Ce projet cherche donc à faire un point géo-historique sur les rejets industriels, et donc des contaminants, dans le Rhin supérieur, au regard de l’évolution socio-économique de la région mais aussi de l’évolution des cadres réglementaires nationaux et européens qui en définissent les limites. Ce projet intégrera en particulier le rôle du CNPE de Fessenheim, dont on va chercher à mieux déconvoluer le rôle dans l’histoire des rejets du Rhin supérieur par rapport à l’ensemble des autres rejets.
Méthodologie
- Recueil analytique des données géo-historiques et répertoriage réglementaires.
Il sera nécessaire de commencer par un état des lieux qui consistera, dans un premier temps, en la caractérisation de la nature et la localisation des contaminants industriels dans le Rhin supérieur servira à reconstruire l’historique des rejets. La particularité et la difficulté concernant la règlementation des rejets industriels dans le Rhin supérieur est qu’elle puise sa source dans le droit international (conventions internationales), le droit européen (directives) et règlements) et enfin le droit national (lois et règlements) en raison de sa position transfrontalière. L’analyse comparative des règlements aura pour objet l’étude des influences mutuelles qu’il a pu y avoir au cours du temps entre les différentes sources de droits et in fine la compréhension de l’adaptation des rejets industriels vis-à-vis de l’évolution des sources réglementaires. Par ailleurs il sera nécessaire d’identifier, en parallèle de l’historique des rejets, non seulement les règlements applicables à la protection de la ressource en eau mais également les règlements applicables aux installations nucléaires de bases du fait de la présence de la CNPE. Plus généralement, ces réglementations doivent être analysées dans le contexte plus global de la transition énergétique visant dans l’Union européenne une économie décarbonée à horizon 2050. Afin de réaliser cette première étape, il est nécessaire de recueillir les données documentaires, cartographiques, réglementaires, d’observations de terrain, ainsi que d’entretiens avec les acteurs impliqués dans les rejets dans le Rhin supérieur et les habitants et riverains proches du Rhin supérieur des deux côtés de la frontière. Dans cette étape de travail, nous ne nous limiterons pas à des approches purement descriptives, et chercherons au contraire à mettre en œuvre des approches participatives. Dans ces approches, les sujets participants (les acteurs) sont considérés comme des co-chercheurs et pas seulement des partenaires d’un processus de création de savoirs pour l’action. - Recoupage entre les données géo-historique et réglementaires.

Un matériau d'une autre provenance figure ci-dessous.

PR #346, opened 2020-04-08
Feature drawing pen thickness

mgautam98:
The draw sub tool will include a feature to choose thickness for the drawing pen, only for free mode of drawing. Some users can choose it to make lines more visible.
Annotation 2020-04-08 114509

The users can choose the thickness from x1 to x8, where x1 is the original thickness. Default value for thickness will be x1.
Annotation 2020-04-08 114534

@nanli-emory @birm please review. 
Later I'll add the animation to the slider so, thumb size increases as the thickness is increased.

ezgif com-video-to-gif (5)

### DIFF
--- a/components/simplecontextmenu/simplecontextmenu.css
+++ b/components/simplecontextmenu/simplecontextmenu.css
@@ -178,5 +178,49 @@ height:102px;
   text-align: center;
 }
 
+.slider {
+  -webkit-appearance: none;
+  background: transparent;
+  outline: none;
+  opacity: 0.7;
+  -webkit-transition: .2s;
+  transition: opacity .2s;
+}
 
+.slider:hover {
+  opacity: 1;
+}
 
+.slider:focus{
+  outline: none;
+}
+
+.slider::-webkit-slider-thumb {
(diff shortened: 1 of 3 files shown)


birm:
So, just to be clear, this only impacts the visibility of the line while drawing it, right? It doesn't seem to alter the annotation saved.
I think that's ok.

mgautam98:
No, it will not alter the annotations saved. 

I didn't need to change anything for area and circumference calculation as by default it was taking outer border points on line.

mgautam98:
@birm do you want me to change the annot saved too?

birm:
I'm kind of torn on this one. I think it makes sense not to save thickness, as either way to interact with lines on a zoomable image may not be intuitive.
I'll bug @nanli-emory who I think talked me out of the beta version which did just that for additional comments, but maybe this concept would be useful as a user setting for both drawing and rendering? Nan, what do you think?

birm:
Closing for now because stale.

mgautam98:
😕 Okay.

birm:
If you're still interested in this, you're welcome to reopen.

PR #348, opened 2020-04-08
Minor UI changes in upload panel of model app

amritansh22:
Made some minor UI changes in the upload panel of the model app.

- Added focus in input field. The background is light blue in color.

Screenshot (157)

- When there is an error with the input shape or name a red bounding box is drawn around the input field.

Screenshot (158)

PR #360, opened 2020-04-13
Model upload bug

leoarc:
The check duplicate name feature was added in #318 and was fixed in #327 . But the bug was again added in #348 as some of the old code was added back. This PR fixes the bug .

Also earlier the feature worked only after refreshing the table as the ``` modelName ``` was only updated during initialization which meant same name model could be uploaded in the same session. This has also been fixed .

### DIFF
--- a/apps/model/model.js
+++ b/apps/model/model.js
@@ -695,18 +695,7 @@ function uploadModel() {
           document.getElementById('imageSize').style = 'border:2px; border-style: solid; border-color: red;';
           return;
         }
-
-        try {
-          if (checkNameDuplicate(_name.value)) {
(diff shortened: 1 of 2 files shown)


birm:
Ah, this is what happens when we both try to do a fix at the same time. I think that cd00a7b also fixes, but keeps the name duplicate checking; does it work for you?

leoarc:
the ``` namearray ``` is not needed . It is the earlier implementation which doesn't work. The right one was done in #327

birm:
Thanks for catching this. I guess I must've confused a revert for new code, or something like that.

Les données historiques et règlementaires préalablement recueillies par la démarche décrite ci-dessus auront vocation, dans un second temps, à être exploitées et croisées entre elles pour faire un point géo-historique sur les rejets industriels dans le Rhin supérieur, au regard de l’évolution de la réglementation, et en visant plus particulièrement le rôle du CNPE de Fessenheim, dont on va chercher à mieux déconvoluer le rôle par rapport à l’ensemble des autres rejets. L’élaboration de cartes portant sur la géo-histoire et sur l’influence normative réglementaire du Rhin supérieur facilitera la compréhension de leurs influences mutuelles. Puis l’analyse de ces cartes permettra d’évaluer les contraintes et les opportunités juridiques de la logique transfrontalière et européenne qui redessinent l’espace du Rhin supérieur. On s’intéressera aux principales interactions mutuelles entre le territoire du Rhin supérieur et les législations nationales et européennes.